Nein leider keine Daten zu der Maschine. Maschine gebraucht gekauft. Hersteller Insolvent d.h gibt es nicht mehr.
MfG


----------



## Uwe Schröder (4 Mai 2013)

Hallo Stefan!
Man kann das Programm runterladen und wieder auf eine andere PS4-200-MM1 draufladen! ( Datensicherung)
Man kann sich aber den Programmcode nicht ansehen oder rückübersetzen! (siehe oben Boeby)

mfg Uwe


----------



## Boeby (15 Mai 2013)

Moin,

oder du nimmst den Weg über die Speicherkarte!
Weitere Speicherkarte besorgen, Programm von SPS draufkopieren und dann inne Schublade legen!
Des Weiteren empfehle ich immer mal einen Blick auf die Batterie-LED zu werfen!


----------



## weidingf (16 Oktober 2015)

*PS4-201MM Daten sichern*



Boeby schrieb:


> Moin,
> 
> oder du nimmst den Weg über die Speicherkarte!
> Weitere Speicherkarte besorgen, Programm von SPS draufkopieren und dann inne Schublade legen!
> Des Weiteren empfehle ich immer mal einen Blick auf die Batterie-LED zu werfen!



Hallo Boeby, mein Bruder hat als Melksteuerung eine Ps4-201MM im Betrieb, jetzt möchten wir die Daten sichern-kannst du mir evtl. helfen
was ich dazu brauche.
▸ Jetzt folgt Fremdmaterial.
Issue #477, opened 2023-11-06
API lacks handling for async ML device errors on the context


bbernhar:
What happens if a WebNN operation dispatched through `MLContext` encounters some internal error which causes the GPU device to get removed? 

I would expect WebNN to provide a spec into how fatal (device) errors are handled so the WebNN developer could respond appropriately. If we want to do more with `MLContext` (ex. create buffers), I believe we'll need a more robust error mechanism like WebGPU [1].

[1] https://www.w3.org/TR/webgpu/#errors-and-debugging

bbernhar:
@anssiko this issue is for non-interop and still needs a follow-up proposal (low priority atm).

zolkis:
Or, should we add plain error event(s) to MLContext?
Was there a specific design reason for the WebGPU type of error handling, i.e. not using error events, but tracking a promise on lost()?

> After a device is [lost](https://www.w3.org/TR/webgpu/#lose-the-device) (described below), errors are no longer surfaced. (...) Additionally, no errors are generated by the device loss itself. Instead, the [GPUDevice](https://www.w3.org/TR/webgpu/#gpudevice).[lost](https://www.w3.org/TR/webgpu/#dom-gpudevice-lost) promise resolves to indicate the device is lost.

inexorabletash:
A promise has slightly better ergonomics because (1) the transition to "lost" only happens once for a device, and (2) it works even if your code runs after the state has changed; you aren't forced to add an event listener immediately.

https://www.w3.org/2001/tag/doc/promises-guide#when-to-use

anssiko:
@bbernhar if you agree with the general direction of the proposal https://github.com/webmachinelearning/webnn/issues/778 please feel free to close this issue to focus our attention.

bbernhar:
@anssiko SGTM to move the discussion there.

PR #744, opened 2024-07-29
Specify destroy() methods and behavior around context loss and error reporting

inexorabletash:
Based on @mingmingtasd's work in the Chromium prototype implementation. 

`MLContext` gains a `destroy()` method and a `lost` promise attribute. Calling `destroy()` releases resources for the context itself and any associated `MLGraph`s and `MLTensor`s, and any outstanding `build()` requests for an associated `MLGraphBuilder` are aborted. The `lost` attribute then resolves, and any future use of the context fails. If the context is lost for other reasons, the same behavior occurs (releasing associated resources), and the `lost` promise provides an implementation-defined message explaining the reason. 

`MLGraph` similarly gains a `destroy()` attribute. When destroyed - either by an explicit call, or because the associated context is lost - then any outstanding `dispatch()` requests using the graph are aborted.

This also modifies the omnipresent "has built" tests on `MLGraphBuilder` methods to be a "can built" test which also checks that the builder's context is not lost. 

For #477

***
<a href="https://pr-preview.s3.amazonaws.com/inexorabletash/webnn/pull/744.html" title="Last updated on Jan 14, 2025, 1:18 AM UTC (f59890c)">Preview</a> | <a href="https://pr-preview.s3.amazonaws.com/webmachinelearning/webnn/744/df555e1...inexorabletash:f59890c.html" title="Last updated on Jan 14, 2025, 1:18 AM UTC (f59890c)">Diff</a>

### DIFF
--- a/index.bs
+++ b/index.bs
@@ -986,10 +986,11 @@ Note: `dispatch()` itself provides no signal that graph execution has completed.
         1. If |tensor|.{{MLTensor/[[isDestroyed]]}} is true, then [=exception/throw=] a {{TypeError}}.
     1. If [=validating tensors with descriptors=] given |inputs| and |graph|.{{MLGraph/[[inputDescriptors]]}} returns false, then [=exception/throw=] a {{TypeError}}.
     1. If [=validating tensors with descriptors=] given |outputs| and |graph|.{{MLGraph/[[outputDescriptors]]}} returns false, then [=exception/throw=] a {{TypeError}}.
-    1. Enqueue the following steps to |graph|.{{MLGraph/[[context]]}}.{{MLContext/[[timeline]]}}, which [=/abort when=] [=this=] [=MLContext/is lost=]:
-        1. Issue a compute request to |graph|.{{MLGraph/[[implementation]]}} given |inputs| and |outputs|.
+    1. Enqueue the following steps to |graph|.{{MLGraph/[[context]]}}.{{MLContext/[[timeline]]}}:
+        1. Run these steps, but [=/abort when=] [=this=] [=MLContext/is lost=]:
+            1. Issue a compute request to |graph|.{{MLGraph/[[implementation]]}} given |inputs| and |outputs|.
 
-            Issue(778): Add a mechanism for reporting errors during graph execution.
+                Issue(778): Add a mechanism for reporting errors during graph execution.
 
     1. Return {{undefined}}.
 </details>
@@ -1068,11 +1069,12 @@ Creates an {{MLTensor}} associated with this {{MLContext}}.
     1. If [=this=] [=MLContext/is lost=], then return [=a new promise=] [=rejected=] with an "{{InvalidStateError}}" {{DOMException}}.
     1. Let |tensor| be the result of [=creating an MLTensor=] given [=this=], and |descriptor|.
     1. Let |promise| be [=a new promise=].
-    1. Enqueue the following steps to [=this=].{{MLContext/[[timeline]]}}, which [=/abort when=] [=this=] [=MLContext/is lost=]:
-        1. Create |tensor|.{{MLTensor/[[data]]}} given |descriptor| and initialize all bytes to zeros.
-        1. If that fails, then [=queue an ML task=] with |global| to [=reject=] |promise| with an "{{UnknownError}}" {{DOMException}}, and abort these steps.
-        1. Otherwise, [=queue an ML task=] with |global| to [=resolve=] |promise| with |tensor|.
-    1. [=/If aborted=], then [=queue an ML task=] with |global| to [=reject=] |promise| with an "{{InvalidStateError}}" {{DOMException}}.
+    1. Enqueue the following steps to [=this=].{{MLContext/[[timeline]]}}:
+        1. Run these steps, but [=/abort when=] [=this=] [=MLContext/is lost=]:
+            1. Create |tensor|.{{MLTensor/[[data]]}} given |descriptor| and initialize all bytes to zeros.
+            1. If that fails, then [=queue an ML task=] with |global| to [=reject=] |promise| with an "{{UnknownError}}" {{DOMException}}, and abort these steps.
+            1. Otherwise, [=queue an ML task=] with |global| to [=resolve=] |promise| with |tensor|.
+        1. [=/If aborted=], then [=queue an ML task=] with |global| to [=reject=] |promise| with an "{{InvalidStateError}}" {{DOMException}}.
     1. Return |promise|.
 </details>
 
@@ -1097,11 +1099,12 @@ Reads back the {{MLTensor/[[data]]}} of an {{MLTensor}} from the {{MLContext}}.{
     1. If |tensor|.{{MLTensor/[[isDestroyed]]}} is true, then return [=a new promise=] [=rejected=] with a {{TypeError}}.
     1. If |tensor|.{{MLTensor/[[descriptor]]}}.{{MLTensorDescriptor/readable}} is false, then return [=a new promise=] [=rejected=] with a {{TypeError}}.
     1. Let |promise| be [=a new promise=].
-    1. Enqueue the following steps to |tensor|.{{MLTensor/[[context]]}}.{{MLContext/[[timeline]]}}, which [=/abort when=] [=this=] [=MLContext/is lost=]:
-        1. Let |bytes| be a [=/byte sequence=] containing a copy of |tensor|.{{MLTensor/[[data]]}}.
-        1. If that fails, then [=queue an ML task=] with |global| to [=reject=] |promise| with an "{{UnknownError}}" {{DOMException}}, and abort these steps.
-        1. Otherwise, [=queue an ML task=] with |global| to [=ArrayBuffer/create=] an {{ArrayBuffer}} |result| given |bytes| and |realm| and then [=resolve=] |promise| with |result|.
-    1. [=/If aborted=], then [=queue an ML task=] with |global| to [=reject=] |promise| with an "{{InvalidStateError}}" {{DOMException}}.
+    1. Enqueue the following steps to |tensor|.{{MLTensor/[[context]]}}.{{MLContext/[[timeline]]}}:
+        1. Run these steps, but [=/abort when=] [=this=] [=MLContext/is lost=]:
+            1. Let |bytes| be a [=/byte sequence=] containing a copy of |tensor|.{{MLTensor/[[data]]}}.
+            1. If that fails, then [=queue an ML task=] with |global| to [=reject=] |promise| with an "{{UnknownError}}" {{DOMException}}, and abort these steps.
+            1. Otherwise, [=queue an ML task=] with |global| to [=ArrayBuffer/create=] an {{ArrayBuffer}} |result| given |bytes| and |realm| and then [=resolve=] |promise| with |result|.
+        1. [=/If aborted=], then [=queue an ML task=] with |global| to [=reject=] |promise| with an "{{InvalidStateError}}" {{DOMException}}.
     1. Return |promise|.
 </details>
 
@@ -1127,17 +1130,18 @@ Bring-your-own-buffer variant of {{MLContext/readTensor(tensor)}}. Reads back th
     1. If |tensor|.{{MLTensor/[[descriptor]]}}.{{MLTensorDescriptor/readable}} is false, then return [=a new promise=] [=rejected=] with a {{TypeError}}.
     1. If [=validating buffer with descriptor=] given |outputData| and |tensor|.{{MLTensor/[[descriptor]]}} returns false, then return [=a new promise=] [=rejected=] with a {{TypeError}}.
     1. Let |promise| be [=a new promise=].
-    1. Enqueue the following steps to |tensor|.{{MLTensor/[[context]]}}.{{MLContext/[[timeline]]}}, which [=/abort when=] [=this=] [=MLContext/is lost=]:
-        1. Let |bytes| be a [=/byte sequence=] containing a copy of |tensor|.{{MLTensor/[[data]]}}.
-        1. If that fails, then [=queue an ML task=] with |global| to [=reject=] |promise| with an "{{UnknownError}}" {{DOMException}}, and abort these steps.
-        1. Otherwise, [=queue an ML task=] with |global| and the following steps:
-            1. If |outputData| is [=BufferSource/detached=], [=reject=] |promise| with a {{TypeError}}, and abort these steps.
+    1. Enqueue the following steps to |tensor|.{{MLTensor/[[context]]}}.{{MLContext/[[timeline]]}}:
+        1. Run these steps, but [=/abort when=] [=this=] [=MLContext/is lost=]:
+            1. Let |bytes| be a [=/byte sequence=] containing a copy of |tensor|.{{MLTensor/[[data]]}}.
+            1. If that fails, then [=queue an ML task=] with |global| to [=reject=] |promise| with an "{{UnknownError}}" {{DOMException}}, and abort these steps.
+            1. Otherwise, [=queue an ML task=] with |global| and the following steps:
+                1. If |outputData| is [=BufferSource/detached=], [=reject=] |promise| with a {{TypeError}}, and abort these steps.
 
-                Note: [=Validating buffer with descriptor=] above will fail if |outputData| is detached, but it is possible that |outputData| could be detached between that step and this one.
+                    Note: [=Validating buffer with descriptor=] above will fail if |outputData| is detached, but it is possible that |outputData| could be detached between that step and this one.
 
-            1. [=ArrayBuffer/Write=] |bytes| to |outputData|.
-            1. [=Resolve=] |promise| with {{undefined}}.
-    1. [=/If aborted=], then [=queue an ML task=] with |global| to [=reject=] |promise| with an "{{InvalidStateError}}" {{DOMException}}.
+                1. [=ArrayBuffer/Write=] |bytes| to |outputData|.
+                1. [=Resolve=] |promise| with {{undefined}}.
+        1. [=/If aborted=], then [=queue an ML task=] with |global| to [=reject=] |promise| with an "{{InvalidStateError}}" {{DOMException}}.
     1. Return |promise|.
 </details>
 
@@ -1163,10 +1167,11 @@ Writes data to the {{MLTensor/[[data]]}} of an {{MLTensor}} on the {{MLContext}}
     1. If [=validating buffer with descriptor=] given |inputData| and |tensor|.{{MLTensor/[[descriptor]]}} returns false, then [=exception/throw=] a {{TypeError}}.
     1. Let |bytes| be the result of [=getting a copy of the bytes held by the buffer source=] given |inputData|.
     1. [=Assert=]: |bytes|'s [=byte sequence/length=] is equal to |tensor|.{{MLTensor/[[descriptor]]}}'s [=MLOperandDescriptor/byte length=].
-    1. Enqueue the following steps to |tensor|.{{MLTensor/[[context]]}}.{{MLContext/[[timeline]]}}, which [=/abort when=] [=this=] [=MLContext/is lost=]:
-        1. Copy |bytes| to |tensor|.{{MLTensor/[[data]]}}.
+    1. Enqueue the following steps to |tensor|.{{MLTensor/[[context]]}}.{{MLContext/[[timeline]]}}:
+        1. Run these steps, but [=/abort when=] [=this=] [=MLContext/is lost=]:
+            1. Copy |bytes| to |tensor|.{{MLTensor/[[data]]}}.
 
-            Issue(778): Add a mechanism for reporting errors while writing to a tensor.
+                Issue(778): Add a mechanism for reporting errors while writing to a tensor.
 
     1. Return {{undefined}}.
 </details>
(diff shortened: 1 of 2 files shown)


inexorabletash:
Some points for discussion:

* This uses the internal slot `[[lost]]` as both (1) the promise value and (2) how to check if a context "is lost". Maybe an explicit boolean internal slot would be clearer, albeit more verbose?
* In the implementation, the "lost" state is equivalent to the context's mojo remote being connected. This is only checked explicitly when (1) creating an `MLGraphBuilder` and (2) creating an `MLBuffer`. This spec change does the former, but MLBuffer is not in the spec yet so that's not present. I did add an explicit check in `compute()`; I think that'll happen in the implementation indirectly because the dispatch would fail, but an explicit check seemed like a good idea?
* The `MLContext` section of the spec could be reorganized a bit. Separate PR?

@mingmingtasd and @reillyeon could you do an initial review?

index.bs
```diff
@@ -1039,6 +1050,31 @@ Note: Invocations of {{MLContext/compute()}} will fail if any of the {{MLContext
...
+<dl dfn-type=dict-member dfn-for=MLContextLostInfo>
+    : <dfn>message</dfn>
+    :: An [=implementation-defined=] message providing information about the error that occurred.
+</dl>
+
+<div algorithm>
+The <dfn attribute for=MLContext>lost</dfn> getter steps are to return [=this=]'s {{MLContext/[[lost]]}} {{Promise}}.
+</div>
+
+A {{MLContext}} <dfn for=MLContext>is lost</dfn> if its {{MLContext/[[lost]]}} {{Promise}} is settled.
```
reillyeon, line 1075: Can you find a definition to link for "is settled"?

index.bs
```diff
@@ -1309,6 +1345,7 @@ The {{MLGraphBuilder}}.{{MLGraphBuilder/build()}} method compiles the graph buil
     The [=new=] <dfn constructor for=MLGraphBuilder lt="MLGraphBuilder(context)">MLGraphBuilder(|context|)</dfn> constructor steps are:
   </summary>
     1. If [=this=]'s [=relevant global object=]'s [=associated Document=] is not [=allowed to use=] the [=webnn-feature|webnn=] feature, then [=exception/throw=] a "{{SecurityError}}" {{DOMException}}.
+    1. If |context| [=MLContext/is lost=], then [=exception/throw=] an "{{InvalidStateError}}" {{DOMException}}.
```
reillyeon, line 1348: For completeness this check should be attached to basically every method, but in particular the ones that require interaction with the hardware such as `build()`, `compute()` and `dispatch()`.

It's an interesting question whether if we implement the optimization @a-sully is working on for `constant()` we should have that method throw if the context is lost or just ignore the invalid state until `build()` is called.

reillyeon (changes requested):

index.bs
inexorabletash: 7456eff is the best I can do.

index.bs
inexorabletash: Added to `build()` in 01cf420; already present in `compute()`, and `dispatch()` isn't in the spec yet.

We maybe want to change the "If this.[[hasBuilt]] is true, then ..." tests to be "If this **can build**, then..." and define **can build** for a builder as ![[has built] && context is not lost as  Thoughts?

reillyeon: Oh, I like that idea!

inexorabletash: Okay, tried it out in d2ec3f4

reillyeon (approved):

mingmingtasd:
Thanks! @inexorabletash @reillyeon 
I am also working on a chromium [CL ](https://chromium-review.googlesource.com/c/chromium/src/+/5737474) to expose `MLContext::destroy` to make a context lost.

mingmingtasd (approved):

reillyeon:
Something this PR doesn't do is specify the behavior around rejecting in-flight asynchronous operations.

inexorabletash:
> Something this PR doesn't do is specify the behavior around rejecting in-flight asynchronous operations.

Thoughts on how to do that and to what level of detail?

* in `compute()`, is that handled by _execute graph_ returning error, or do we need more steps?
* in `build()` it looks like failure other than "does not support a requested feature" isn't covered.

One generic approach for both of those would be to replace: _"Queue an ML task with global to resolve promise with ..."_ with:

> 1. **Queue an ML task** with _global_ to run these steps:
>      1. If _context_ **is lost**, then reject _promise_ with an InvalidStateError.
>      2. Resolve _promise_ with ...

... which I think covers the script-observable behavior, but not that the async steps internally should fail.

fdwr:
@RafaelCintron

reillyeon:
There are two separate considerations: what happens to the promise returned by a method and what happens to an asynchronous operation itself. Operations like `build()`, `compute()` and `dispatch()` aren't abortable (or at least, the specification should not require that they are aborted, only that whether or not they are aborted is not visible to script). We can however be explicit that the promises returned by any methods on an object are synchronously rejected when the `destroy()` method is called or the context is lost. We could either specify this exactly the way the Chromium implementation works, by having each object hold a list of all promises and reject them, or we could add a note to the "in parallel" steps which says "when the context is lost or _this_ is destroyed, reject _promise_ and potentially abort these steps". The definition of "potentially abort" is the tricky one because it has to consider cases like destroying a single buffer that is part of a larger set of pending operations which should still be able to complete.

huningxin:
@inexorabletash 

> * in `compute()`, is that handled by _execute graph_ returning error, or do we need more steps?

I suppose the following step of _execute graph_ could handle the device lost error:

> Issue a compute request to graph.[[implementation]] given name and inputResources and wait for completion.

>>    If that returns an error, then return an "OperationError" DOMException.

A question is if the error is device lost, should it run the "context-lost" steps? Like the Chromium prototype does in [`HandleComputationFailure()`](https://source.chromium.org/chromium/chromium/src/+/main:services/webnn/dml/graph_impl_dml.cc;l=5820;bpv=1;bpt=0). Or we can just assume the "context-lost" steps are triggered by "When an MLContext context is no longer available to fulfill requests" asynchronously?

> * in `build()` it looks like failure other than "does not support a requested feature" isn't covered.

Or we could just say "If that returns an error,  then queue an ML task with global to reject promise with an 'OperationError' DOMException" similar to `compute()`?

> One generic approach for both of those would be to replace: _"Queue an ML task with global to resolve promise with ..."_ with:
> 
> > 1. **Queue an ML task** with _global_ to run these steps:
> >    
> >    1. If _context_ **is lost**, then reject _promise_ with an InvalidStateError.
> >    2. Resolve _promise_ with ...

The new steps may not run because these steps may already be aborted (by "abort these steps") if previous steps fail .

bbernhar:
> We can however be explicit that the promises returned by any methods on an object are synchronously rejected when the destroy() method is called or the context is lost.

+1. `MLContext.destroy()` steps could be spec to the following:

Script timeline:
1. Immediately ALL reject pending promises made off |this| context.
2. Issue steps for |this| context on the device/queue timeline.

Device/queue timeline:
1. Wait for async operations on the device to complete.
2. Then Lose |this| context.

Note: impl. is always free to abort pending async ops immediately (and release buffers).

inexorabletash:
> A question is if the error is device lost, should it run the "context-lost" steps? Like the Chromium prototype does in [`HandleComputationFailure()`](https://source.chromium.org/chromium/chromium/src/+/main:services/webnn/dml/graph_impl_dml.cc;l=5820;bpv=1;bpt=0). Or we can just assume the "context-lost" steps are triggered by "When an MLContext context is no longer available to fulfill requests" asynchronously?

I think this would be script observable - i.e. what order do the `lost` and `compute()` promises settle. So we should spec it explicitly.

mingmingtasd:
> The definition of "potentially abort" is the tricky one because it has to consider cases like destroying a single buffer that is part of a larger set of pending operations which should still be able to complete.

@reillyeon @huningxin @bbernhar  I think the DirectML backend [here ](https://source.chromium.org/chromium/chromium/src/+/main:services/webnn/dml/command_recorder.cc;l=128;bpv=0;bpt=0?q=command_recorder&ss=chromium%2Fchromium%2Fsrc) has considered this,  `MLBuffer` can be destroyed prior to `Compute()`  and `Dispatch` but its resource will be kept alive anyway until all the pending GPU work done. For example, if you destroy a `MLBuffer` used by `Dispatch` before the `Dispatch` is done, `Dispatch` can still complete but you can't continue to call `ReadBuffer` to read back the results. It seems OK and as expected?

reillyeon:
I think we've settled on the idea that destroying an `MLBuffer` will only make `readBuffer()` fail. Pending compute tasks will still complete. 

Destroying an `MLContext` (or context loss) is the equivalent of calling `destroy()` on all the builders, graphs and buffers created by the context. We haven't yet decided the semantics of destroying a graph but it will probably similarly allow pending compute tasks to complete.

mingmingtasd:
> I think we've settled on the idea that destroying an `MLBuffer` will only make `readBuffer()` fail. Pending compute tasks will still complete.
> 
> Destroying an `MLContext` (or context loss) is the equivalent of calling `destroy()` on all the builders, graphs and buffers created by the context. We haven't yet decided the semantics of destroying a graph but it will probably similarly allow pending compute tasks to complete.

I have submitted a CL to expose `MLGraph::destroy` : https://chromium-review.googlesource.com/c/chromium/src/+/5799069

inexorabletash:
(not actually ready for review, but I wanted to force an updated preview to be generated)

index.bs
```diff
@@ -964,6 +977,8 @@ Note: `dispatch()` itself provides no signal that graph execution has completed.
   <summary>
     The <dfn method for=MLContext>dispatch(|graph|, |inputs|, |outputs|)</dfn> method steps are:
   </summary>
+    1. If |graph|.{{MLGraph/[[context]]}} is not [=this=], then [=exception/throw=] an "{{InvalidStateError}}" {{DOMException}}.
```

Programmiere sonst nur mit LabView.
Danke im voraus

Fritz


----------



## Boeby (19 Oktober 2015)

Hi,

wie oben beschrieben!
Sucosoft S40, Speicherkarte und Kabel besorgen.
Dann Programm auf die Karte sichern!
Ist wie bereits beschrieben lediglich eine Sicherung, kein Bearbeiten etc. möglich!
Wenn du nicht weiter kommst, schick mir mal deine Firmendaten per PN.

MfG Boeby


----------



## weidingf (19 Oktober 2015)

Hallo, danke für deine Info.
Eine Frage, verkaufst du zufällig die Software inkl. Kabel.????
Danke im voraus.
Fritz


----------



## Boeby (20 Oktober 2015)

Hallo,

Nein, ich verkaufe die Artikel nicht, da bereits lange abgekündigt!
Auch würde ich dies niemals hier im Forum tun!
Beachte bitte, dass die PS4 schon länger nicht mehr erhältlich ist. 
Wenn Ihr also das Projekt gesichert bekommt, stellt sich immer noch die Frage, 
wo ihr ggf. ein Ersatzgerät her bekommt. Ich kenne allerdings auch nicht die aktuelle Marktlage in der 
elektronischen Bucht. 
Überlegt euch doch lieber mal, was die Steuerung eigentlich macht, sprich den Programmablauf dokumentieren.
Dann würde ich das Programm mal auf einer aktuellen Steuerung nachbauen und parallel testen.
Wenn es die PS4 dann mal nicht mehr tun sollte, habt ihr zumindest was in der Hand, wenn auch nicht zu 100%
fehlerfrei. Aber besser als nichts und von Hand melken!
Gibt es denn wirklich keine Dokumentation zu der Anlage?
Bei einer Melkmaschine gehe ich doch mal von Serie aus... evtl. hat ein anderer Landwirt noch Unterlagen, Programm etc.


so Long...


----------